In industry a commonly used definition for AE detection by the process control system is when pot voltage exceeds 8 V for more than three consecutive seconds [4]. At TAE these thresholds are 7.5 V for 3.96 s. An AE is terminated when pot voltage is below 6.6 V for more than 39.96 consecutive seconds. An example of the voltage behaviour during an AE with four restarts can be seen in Figure 1. The termination of AEs are achieved in a quenching procedure, where the anode beam is lowered and additionally a massive overfeed of alumina is generated.

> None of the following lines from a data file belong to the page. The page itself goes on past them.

PR #2959, opened 2025-08-04
feat: `dlt.Schema.to_dot()` graphviz export

zilto:
This follows #2929 and adds DOT export.

### Design
- the DOT is produced by handling strings instead of using `graphviz`. This allows to make it 0 dependency. This is particularly useful because the `graphviz` Python library depends on graphviz system installs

If this does not attain any success AEs are terminated manually with wood poles. Wong et al. [4] state that beneath conventional AEs (typically start on a few anodes and propagate to all anodes within seconds) there are also so called low voltage propagating AEs (LVP-AE) that exhibit peak voltages that fall below the threshold voltage (<8 V). LVP-AEs have a very similar PFC emission characteristic but their propagation is limited to a section of the pot and after propagation they self terminate. Furthermore Wong et al. found so called non-propagating AEs (NP-AE) with no visible voltage signature. NP-AEs have a different PFC emission characteristic compared to conventional AEs and remain on several localised anodes. It is important to note that Zarouni et al. claim that there is some evidence [18] that LVP-AEs and NP-AEs are more prevalent for large-sized, high amperage (>300 kA) pots. TAE’s pots with a number of 26 anodes and a pot size of 7.2 m × 3.4 m do not belong to the group of large-sized pots.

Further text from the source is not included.